Problem to work on >> Find each line in the following listing that has the string "objects", then state the count and nothing else.

The input >>
PR #2883, opened 2019-06-07
Docs for issue-2873: Upgrading router pods

jenmalloy:


documentation/assemblies/assembly-upgrading.adoc
```diff
@@ -1,20 +1,23 @@
...
 // assembly-service-admin-guide.adoc
+
 [id='upgrading-{context}']
 = Upgrading {ProductName}
 
 {ProductName} supports upgrades between minor versions using cloud native tools and the same
-mechanism used to apply configuration changes.  When upgrading, the updated infrastructure
-configuration of the new version will trigger the upgrade to start.
+mechanism used to apply configuration changes. When upgrading, the updated infrastructure
+configuration of the new version triggers the upgrade process to begin.
```
k-wall: First sentence is not too clear.  Is the first clause worthwhile?  It is the same tooling we introduced the reader to in the install guide. With the second clause we are trying to recommend that the user selects the same upgrade mechanism (ansible or bundle) as they did for the install, but I don't think this comes across clearly.

Second sentence is no longer correct.  It should say "applying the configuration change automatically triggers the upgrade process to start".  It is no longer trigger by an update to the infraconfig.

documentation/modules/proc-upgrading-router-pods.adoc
```diff
@@ -0,0 +1,33 @@
+// Module included in the following assemblies:
+//
+// assembly-upgrading.adoc
+
+[id='post-upgrade-step-router-pod-{context}']
+= Upgrading router pods running a previous version of the image
+
+When upgrading, sometimes a router pod is not upgraded. The affected router pod can be identified and restarted to fix this issue.
```
k-wall: Perhaps "When upgrading, sometimes a router pod is not automatically restarted by {KubePlatform}.  If this happens it is important to manually restart the affected pod in order to ensure the correct operation of the system"

documentation/assemblies/assembly-upgrading.adoc
jenmalloy: @k-wall, Does the release template method still work, or does that need to be removed?

jenmalloy:
@k-wall, Can you please take a look at the changes?

documentation/assemblies/assembly-upgrading.adoc
k-wall: Are you referring to the bundles? If so, yes, they still work/supported.

PR #3668, opened 2020-01-15
[IoT] Prevent tenant cleaner to update caches schema

dejanb:
### Type of change

- Bugfix

### Description

Cache schema check is not consistent when the schema is updated multiple times. The schema is the same, just with the reordered elements. The quick fix is to prevent tenant cleaner job to update the schema (as I think it shouldn't do anyways). But we might want to revisit how we do this check in the future anyways.

### Checklist

- [ ] Update documentation
- [ ] Update CHANGELOG.md

### DIFF
--- a/iot/iot-service-base/src/main/java/io/enmasse/iot/service/base/AbstractProjectBasedService.java
+++ b/iot/iot-service-base/src/main/java/io/enmasse/iot/service/base/AbstractProjectBasedService.java
@@ -109,8 +109,8 @@ public abstract class AbstractProjectBasedService extends AbstractKubernetesBase
 
     protected void stopWatcher() {
         if (this.factory != null) {
-            this.factory = null;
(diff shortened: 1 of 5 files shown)


dejanb:

iot/iot-service-base/src/main/java/io/enmasse/iot/service/base/AbstractProjectBasedService.java
```diff
@@ -109,8 +109,8 @@ public void onAdd(final IoTProject obj) {
 
     protected void stopWatcher() {
         if (this.factory != null) {
-            this.factory = null;
```
ctron: :man_facepalming: Good catch!

ctron:

ctron:
It looks like something fails to clean up properly … I don't think this is related to the changes in this PR, but another issue.

PR #3672, opened 2020-01-16
Created mutations for add, delete, and patch

vbusch:
Created mutations for Addresses & Address Spaces.  Implement Create, Patch, and Delete

### Type of change

- Bugfix
- Enhancement / new feature
- Refactoring
- Documentation

### Checklist

- [ ] Update documentation
- [ ] Update CHANGELOG.md

### DIFF
--- a/cmd/console-server/main.go
+++ b/cmd/console-server/main.go
@@ -81,8 +81,17 @@ func authHandler(next http.Handler) http.Handler {
 			return
 		}
 
+		coreClient, err := enmassev1beta1.NewForConfig(config)
+		if err != nil {
+			log.Printf("Failed to build client set : %v", err)
+			rw.WriteHeader(500)
+			return
+		}
+
+
 		requestState := &server.RequestState{
 			UserInterface: userclientset.Users(),
+			EnmasseV1beta1Client: coreClient,
 		}
 
 		ctx := server.ContextWithRequestState(requestState, req.Context())
@@ -113,9 +122,16 @@ func developmentHandler(next http.Handler) http.Handler {
 			return
 		}
 
-		requestState := &server.RequestState{
-			UserInterface: userclientset.Users(),
+		coreClient, err := enmassev1beta1.NewForConfig(config)
+		if err != nil {
+			log.Printf("Failed to build client set : %v", err)
+			rw.WriteHeader(500)
+			return
 		}
+
+		requestState := &server.RequestState{
+			UserInterface:        userclientset.Users(),
+			EnmasseV1beta1Client: coreClient}
 
 		ctx := server.ContextWithRequestState(requestState, req.Context())
 		next.ServeHTTP(rw, req.WithContext(ctx))
--- a/pkg/consolegraphql/resolvers/resolver_address.go
+++ b/pkg/consolegraphql/resolvers/resolver_address.go
@@ -12,6 +12,7 @@ import (
 	"github.com/enmasseproject/enmasse/pkg/apis/enmasse/v1beta1"
 	"github.com/enmasseproject/enmasse/pkg/consolegraphql"
 	"github.com/enmasseproject/enmasse/pkg/consolegraphql/cache"
+	"github.com/enmasseproject/enmasse/pkg/consolegraphql/server"
 	metav1 "k8s.io/apimachinery/pkg/apis/meta/v1"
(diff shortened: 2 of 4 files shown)


pkg/apis/enmasse/v1beta1/types.go
```diff
@@ -206,7 +206,7 @@ type Address struct {
 	metav1.ObjectMeta `json:"metadata,omitempty"`
 
 	Spec   AddressSpec   `json:"spec"`
-	Status AddressStatus `json:"status,omitempty"`
+	Status *AddressStatus `json:"status,omitempty"`
```
k-wall: Why is this change necessary?   Having the status field a pointer isn't the common pattern for either our own objects (AddressSpace, AddressPlan etc), or for those of the Kubernetes core (Namespace, Pod etc).  Why deviate here?

cmd/console-server/main.go
```diff
@@ -67,7 +67,7 @@ Major items that are unfinished:
 
 
 */
-func authHandler(next http.Handler) http.Handler {
+func authHandler(next http.Handler, coreClient *enmassev1beta1.EnmasseV1beta1Client) http.Handler {
```
k-wall: Passing the existing coreClient argument to this function is wrong.  The coreClient used for the mutations needs to be associated with the bearer token of the web user in order that the actions are carried out by the user (rather than the console-service service account(.  The authHandler needs to create its own coreClient.

pkg/apis/enmasse/v1beta1/types.go
vbusch: I see this pattern a fair bit in k8s.io/api/core/v1/types.go, and occassionally in the current file.
type EndpointSpec struct {
	Name        string           `json:"name"`
	Service     string           `json:"service"`
	Certificate ***CertificateSpec** `json:"cert,omitempty"`
	Expose      ***ExposeSpec**      `json:"expose,omitempty"`
}

My golang knowledge isn't great.  But without using a pointer, it is difficult to tell the difference between an empty object and an unset object in go.  As a result, you end up with empty objects, instead of null objects.

When creating a new address we want the following to be sent:
```
apiVersion: enmasse.io/v1beta1
kind: Address
metadata:
    name: myspace.myqueue
spec:
    address: myqueue
    type: queue
    plan: standard-small-queue
```
But instead we end up with:
```
apiVersion: enmasse.io/v1beta1
kind: Address
metadata:
    name: myspace.myqueueess
spec:
    address: myqueueess
    type: queue
    plan: standard-small-queue
status:
   planStatus:
      resources: {}
```

lulf: Are we just missing an omitempty in the type annotation?

vbusch: Address type already had the omitempty for AddressStatus
```
type Address struct {
	metav1.TypeMeta   `json:",inline"`
	metav1.ObjectMeta `json:"metadata,omitempty"`

	Spec   AddressSpec   `json:"spec"`
	Status AddressStatus `json:"status,omitempty"`
}
```
Is there another type, that I should look at?

lulf: I think this is fixed on master now @vbusch by making the planStatus nullable. Actually, the same as your second change in this PR. So you can remove the pointer on AddressStatus I think, rebase  on master, and it should hopefully work.

pkg/apis/enmasse/v1beta1/types.go
```diff
@@ -236,7 +236,7 @@ type AddressStatus struct {
 	Phase          string            `json:"phase,omitempty"`
 	Messages       []string          `json:"messages,omitempty"`
 	BrokerStatuses []BrokerStatus    `json:"brokerStatus,omitempty"`
-	PlanStatus     AddressPlanStatus `json:"planStatus,omitempty"`
+	PlanStatus     *AddressPlanStatus `json:"planStatus,omitempty"`
```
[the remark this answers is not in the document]
lulf: I made the same change in #3689

k-wall:
As @lulf suggested, I rebased console-server against master.

k-wall:
@vbusch I took the liberty of rebasing your branch and incorporating the change to user the logged on user's coreClient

Result of this exercise >> 2